PR #3907, opened 2023-04-24
Avoid `pypa/wheel` API in `editable_wheel`

abravalheri:
## Summary of changes

- Uses `WheelBuilder` and `_core_metadata` introduced in previous PRs instead of `pypa/wheel`.

(The `pypa/wheel` APIs for building wheel files are likely to change in the future)

---

This is part of a series of PRs:

- #3903
- #3904
- #3905
- #3906
- #3907
- #3908

The motivation for this series of PRs is the following:

- Logic for generating `.egg-info` and `.dist-info` directories is intertwined and implicit
  (See #1386).
- Setuptools uses `pypa/wheel` API which is not stable yet and is very likely to change in the future.
- `pypa/wheel` maintainers previously described that the long term vision is to transfer `bdist_wheel`
  directly to `setuptools` (See [pypa/wheel#262](https://github.com/pypa/wheel/issues/262#issuecomment-640471412), [pypa/wheel#472](https://github.com/pypa/wheel/pull/472#issuecomment-1306186724), [pypa/wheel#472](https://github.com/pypa/wheel/pull/472#issuecomment-1328129928)).

---

### Pull Request Checklist
- [ ] Changes have tests
- [ ] News fragment added in [`changelog.d/`].
  _(See [documentation][PR docs] for details)_

[`changelog.d/`]: https://github.com/pypa/setuptools/tree/master/changelog.d
[PR docs]:
https://setuptools.pypa.io/en/latest/development/developer-guide.html#making-a-pull-request

PR #3908, opened 2023-04-24
Adopt `bdist_wheel` from `pypa/wheel`

abravalheri:
## Summary of changes

`pypa/wheel` maintainers previously described that the long term vision is to transfer `bdist_wheel` directly to `setuptools`.
This PR attempts to do that based on the previous changes (that untangled the way Setuptools produced core-metadata and dist-info from `pypa/wheel`).
It also relies on the `WheelBuilder` as introduced in a previous PR (the `pypa/wheel` APIs for building wheel files are likely to change in the future).

---

This is part of a series of PRs:

- #3903
- #3904
- #3905
- #3906
- #3907
- #3908

The motivation for this series of PRs is the following:

- Logic for generating `.egg-info` and `.dist-info` directories is intertwined and implicit
  (See #1386).
- Setuptools uses `pypa/wheel` API which is not stable yet and is very likely to change in the future.
- `pypa/wheel` maintainers previously described that the long term vision is to transfer `bdist_wheel`
  directly to `setuptools` (See [pypa/wheel#262](https://github.com/pypa/wheel/issues/262#issuecomment-640471412), [pypa/wheel#472](https://github.com/pypa/wheel/pull/472#issuecomment-1306186724), [pypa/wheel#472](https://github.com/pypa/wheel/pull/472#issuecomment-1328129928)).

---

### Pull Request Checklist
- [ ] Changes have tests

[PR docs]:

### DIFF
--- a/bootstrap.egg-info/entry_points.txt
+++ b/bootstrap.egg-info/entry_points.txt
@@ -3,6 +3,7 @@ egg_info = setuptools.command.egg_info:egg_info
 build_py = setuptools.command.build_py:build_py
 sdist = setuptools.command.sdist:sdist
·····
§ About this task
Output each entry exactly as written, leaving none out.

§ Written response
PR #3907, opened 2023-04-24
Avoid `pypa/wheel` API in `editable_wheel`

abravalheri:
## Summary of changes

- Uses `WheelBuilder` and `_core_metadata` introduced in previous PRs instead of `pypa/wheel`.

(The `pypa/wheel` APIs for building wheel files are likely to change in the future)

---

This is part of a series of PRs:

- #3903
- #3904
- #3905
- #3906
- #3907
- #3908

The motivation for this series of PRs is the following:

- Logic for generating `.egg-info` and `.dist-info` directories is intertwined and implicit
  (See #1386).
- Setuptools uses `pypa/wheel` API which is not stable yet and is very likely to change in the future.
- `pypa/wheel` maintainers previously described that the long term vision is to transfer `bdist_wheel`
  directly to `setuptools` (See [pypa/wheel#262](https://github.com/pypa/wheel/issues/262#issuecomment-640471412), [pypa/wheel#472](https://github.com/pypa/wheel/pull/472#issuecomment-1306186724), [pypa/wheel#472](https://github.com/pypa/wheel/pull/472#issuecomment-1328129928)).

---

### Pull Request Checklist
- [ ] Changes have tests
- [ ] News fragment added in [`changelog.d/`].
  _(See [documentation][PR docs] for details)_

[`changelog.d/`]: https://github.com/pypa/setuptools/tree/master/changelog.d
[PR docs]:
https://setuptools.pypa.io/en/latest/development/developer-guide.html#making-a-pull-request

PR #3908, opened 2023-04-24
Adopt `bdist_wheel` from `pypa/wheel`

abravalheri:
## Summary of changes

`pypa/wheel` maintainers previously described that the long term vision is to transfer `bdist_wheel` directly to `setuptools`.
This PR attempts to do that based on the previous changes (that untangled the way Setuptools produced core-metadata and dist-info from `pypa/wheel`).
It also relies on the `WheelBuilder` as introduced in a previous PR (the `pypa/wheel` APIs for building wheel files are likely to change in the future).

---

This is part of a series of PRs:

- #3903
- #3904
- #3905
- #3906
- #3907
- #3908

The motivation for this series of PRs is the following:

- Logic for generating `.egg-info` and `.dist-info` directories is intertwined and implicit
  (See #1386).
- Setuptools uses `pypa/wheel` API which is not stable yet and is very likely to change in the future.
- `pypa/wheel` maintainers previously described that the long term vision is to transfer `bdist_wheel`
  directly to `setuptools` (See [pypa/wheel#262](https://github.com/pypa/wheel/issues/262#issuecomment-640471412), [pypa/wheel#472](https://github.com/pypa/wheel/pull/472#issuecomment-1306186724), [pypa/wheel#472](https://github.com/pypa/wheel/pull/472#issuecomment-1328129928)).

---

### Pull Request Checklist
- [ ] Changes have tests

[PR docs]:

### DIFF
--- a/bootstrap.egg-info/entry_points.txt
+++ b/bootstrap.egg-info/entry_points.txt
@@ -3,6 +3,7 @@ egg_info = setuptools.command.egg_info:egg_info
 build_py = setuptools.command.build_py:build_py
 sdist = setuptools.command.sdist:sdist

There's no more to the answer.